'''
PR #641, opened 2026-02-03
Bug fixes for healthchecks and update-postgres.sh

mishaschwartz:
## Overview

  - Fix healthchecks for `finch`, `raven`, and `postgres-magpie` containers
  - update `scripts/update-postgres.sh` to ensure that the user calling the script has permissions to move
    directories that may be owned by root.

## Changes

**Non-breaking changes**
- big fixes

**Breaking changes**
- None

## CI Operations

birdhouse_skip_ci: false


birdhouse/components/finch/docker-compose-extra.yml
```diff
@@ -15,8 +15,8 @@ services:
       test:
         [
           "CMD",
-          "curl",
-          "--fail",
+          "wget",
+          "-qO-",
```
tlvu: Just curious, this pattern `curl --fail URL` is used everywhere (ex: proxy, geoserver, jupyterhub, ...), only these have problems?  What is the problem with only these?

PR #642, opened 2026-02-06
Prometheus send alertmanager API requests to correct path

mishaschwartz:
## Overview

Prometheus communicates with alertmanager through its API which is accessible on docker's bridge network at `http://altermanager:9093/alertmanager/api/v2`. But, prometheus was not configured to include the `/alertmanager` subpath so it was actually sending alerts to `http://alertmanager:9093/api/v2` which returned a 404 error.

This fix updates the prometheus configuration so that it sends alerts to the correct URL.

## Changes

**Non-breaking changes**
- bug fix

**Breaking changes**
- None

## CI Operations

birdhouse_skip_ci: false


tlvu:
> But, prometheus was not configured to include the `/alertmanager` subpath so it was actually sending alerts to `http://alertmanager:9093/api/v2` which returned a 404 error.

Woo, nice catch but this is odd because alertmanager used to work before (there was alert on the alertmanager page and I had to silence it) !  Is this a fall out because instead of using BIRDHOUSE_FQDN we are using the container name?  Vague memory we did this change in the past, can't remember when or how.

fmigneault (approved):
'''
'''
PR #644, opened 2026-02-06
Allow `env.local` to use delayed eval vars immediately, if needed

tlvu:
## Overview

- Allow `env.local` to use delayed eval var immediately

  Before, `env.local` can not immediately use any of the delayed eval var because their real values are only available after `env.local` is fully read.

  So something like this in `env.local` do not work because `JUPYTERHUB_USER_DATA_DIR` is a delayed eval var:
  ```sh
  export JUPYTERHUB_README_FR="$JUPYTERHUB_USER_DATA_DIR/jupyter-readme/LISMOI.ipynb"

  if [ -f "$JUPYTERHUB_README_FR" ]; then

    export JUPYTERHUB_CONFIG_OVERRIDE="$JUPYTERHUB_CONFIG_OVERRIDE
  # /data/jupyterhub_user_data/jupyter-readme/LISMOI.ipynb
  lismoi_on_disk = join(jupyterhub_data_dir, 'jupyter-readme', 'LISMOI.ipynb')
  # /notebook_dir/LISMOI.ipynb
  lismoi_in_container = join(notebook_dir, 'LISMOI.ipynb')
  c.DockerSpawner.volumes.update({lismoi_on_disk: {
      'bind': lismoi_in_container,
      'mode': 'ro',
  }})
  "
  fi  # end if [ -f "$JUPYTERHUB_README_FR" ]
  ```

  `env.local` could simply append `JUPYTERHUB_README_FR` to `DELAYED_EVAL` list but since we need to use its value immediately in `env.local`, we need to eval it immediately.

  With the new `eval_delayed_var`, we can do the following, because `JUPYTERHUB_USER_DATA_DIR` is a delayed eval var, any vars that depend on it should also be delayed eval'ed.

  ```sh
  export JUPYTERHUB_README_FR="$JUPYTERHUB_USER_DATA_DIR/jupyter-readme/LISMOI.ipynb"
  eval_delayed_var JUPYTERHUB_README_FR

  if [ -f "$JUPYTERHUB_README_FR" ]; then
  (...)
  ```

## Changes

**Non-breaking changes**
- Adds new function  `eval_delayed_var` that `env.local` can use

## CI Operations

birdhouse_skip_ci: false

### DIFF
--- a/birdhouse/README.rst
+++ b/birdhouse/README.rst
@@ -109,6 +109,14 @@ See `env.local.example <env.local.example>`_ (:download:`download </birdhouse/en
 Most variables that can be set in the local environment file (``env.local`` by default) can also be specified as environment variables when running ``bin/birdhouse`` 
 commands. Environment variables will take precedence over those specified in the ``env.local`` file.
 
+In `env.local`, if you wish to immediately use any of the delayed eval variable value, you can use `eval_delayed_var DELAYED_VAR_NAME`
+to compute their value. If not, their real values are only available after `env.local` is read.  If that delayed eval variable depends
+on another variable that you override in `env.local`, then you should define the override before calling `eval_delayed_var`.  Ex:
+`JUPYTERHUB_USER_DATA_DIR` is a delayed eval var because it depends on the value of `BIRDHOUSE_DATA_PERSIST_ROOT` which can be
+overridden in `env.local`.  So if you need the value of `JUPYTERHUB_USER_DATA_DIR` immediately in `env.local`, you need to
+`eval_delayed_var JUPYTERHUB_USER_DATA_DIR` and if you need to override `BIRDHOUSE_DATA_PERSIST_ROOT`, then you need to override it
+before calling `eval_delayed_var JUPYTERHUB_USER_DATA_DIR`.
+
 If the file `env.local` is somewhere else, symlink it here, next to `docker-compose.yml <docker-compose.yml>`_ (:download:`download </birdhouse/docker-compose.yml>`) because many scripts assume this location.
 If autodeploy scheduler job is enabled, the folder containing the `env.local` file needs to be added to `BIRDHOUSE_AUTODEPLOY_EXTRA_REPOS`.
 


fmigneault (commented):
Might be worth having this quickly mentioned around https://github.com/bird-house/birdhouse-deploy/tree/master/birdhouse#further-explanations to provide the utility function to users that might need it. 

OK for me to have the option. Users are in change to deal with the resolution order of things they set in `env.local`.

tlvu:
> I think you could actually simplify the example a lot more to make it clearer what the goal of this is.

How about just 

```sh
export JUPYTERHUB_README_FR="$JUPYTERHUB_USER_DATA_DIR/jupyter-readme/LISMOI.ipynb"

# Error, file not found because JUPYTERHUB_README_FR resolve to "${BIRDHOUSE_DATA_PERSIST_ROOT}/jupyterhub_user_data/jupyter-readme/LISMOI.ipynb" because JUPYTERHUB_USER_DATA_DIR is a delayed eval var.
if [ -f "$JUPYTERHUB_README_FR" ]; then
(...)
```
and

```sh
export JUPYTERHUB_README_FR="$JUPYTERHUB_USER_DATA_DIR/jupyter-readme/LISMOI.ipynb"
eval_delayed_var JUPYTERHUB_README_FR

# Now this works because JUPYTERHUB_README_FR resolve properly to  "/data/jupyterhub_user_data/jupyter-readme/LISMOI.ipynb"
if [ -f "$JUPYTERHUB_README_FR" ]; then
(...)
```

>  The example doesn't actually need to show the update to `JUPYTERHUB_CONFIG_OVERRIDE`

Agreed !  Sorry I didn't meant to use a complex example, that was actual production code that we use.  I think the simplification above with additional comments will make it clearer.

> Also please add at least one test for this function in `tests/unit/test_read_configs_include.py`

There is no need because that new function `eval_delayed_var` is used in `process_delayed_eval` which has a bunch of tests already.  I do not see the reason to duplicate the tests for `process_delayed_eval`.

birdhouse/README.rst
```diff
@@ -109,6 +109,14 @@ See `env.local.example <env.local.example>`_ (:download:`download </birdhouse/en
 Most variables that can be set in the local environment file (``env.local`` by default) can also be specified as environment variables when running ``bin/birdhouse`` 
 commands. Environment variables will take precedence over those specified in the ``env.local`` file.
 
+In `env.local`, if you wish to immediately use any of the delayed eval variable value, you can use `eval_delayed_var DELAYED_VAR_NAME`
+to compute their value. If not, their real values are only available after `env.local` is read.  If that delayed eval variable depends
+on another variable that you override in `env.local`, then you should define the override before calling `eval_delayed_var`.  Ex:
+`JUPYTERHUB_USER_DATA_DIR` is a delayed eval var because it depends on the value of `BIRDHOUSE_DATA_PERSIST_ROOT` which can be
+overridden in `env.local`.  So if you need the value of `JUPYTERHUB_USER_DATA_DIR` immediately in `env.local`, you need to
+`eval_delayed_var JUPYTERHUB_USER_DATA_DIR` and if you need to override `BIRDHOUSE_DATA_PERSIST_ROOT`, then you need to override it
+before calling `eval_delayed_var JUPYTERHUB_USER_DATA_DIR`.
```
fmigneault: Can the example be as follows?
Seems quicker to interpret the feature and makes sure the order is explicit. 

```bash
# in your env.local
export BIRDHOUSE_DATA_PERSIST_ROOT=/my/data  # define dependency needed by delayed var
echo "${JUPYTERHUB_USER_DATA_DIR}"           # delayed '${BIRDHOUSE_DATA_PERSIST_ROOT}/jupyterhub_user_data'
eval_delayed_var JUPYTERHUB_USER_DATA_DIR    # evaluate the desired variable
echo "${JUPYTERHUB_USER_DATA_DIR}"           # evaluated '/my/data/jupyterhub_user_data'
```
'''
'''
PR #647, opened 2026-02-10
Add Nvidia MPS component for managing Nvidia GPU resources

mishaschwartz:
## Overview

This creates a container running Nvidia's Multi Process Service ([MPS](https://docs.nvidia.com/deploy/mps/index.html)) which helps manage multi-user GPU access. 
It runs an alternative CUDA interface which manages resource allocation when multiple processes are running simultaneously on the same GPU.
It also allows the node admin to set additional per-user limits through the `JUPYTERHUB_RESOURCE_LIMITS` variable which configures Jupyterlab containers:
'''
▶ [TASK DETAILS]
Show each line in the data where the string "example" appears.

▶ [EXERCISE RESULT]
@@ -109,6 +109,14 @@ See `env.local.example <env.local.example>`_ (:download:`download </birdhouse/en
> I think you could actually simplify the example a lot more to make it clearer what the goal of this is.
>  The example doesn't actually need to show the update to `JUPYTERHUB_CONFIG_OVERRIDE`
Agreed !  Sorry I didn't meant to use a complex example, that was actual production code that we use.  I think the simplification above with additional comments will make it clearer.
@@ -109,6 +109,14 @@ See `env.local.example <env.local.example>`_ (:download:`download </birdhouse/en
fmigneault: Can the example be as follows?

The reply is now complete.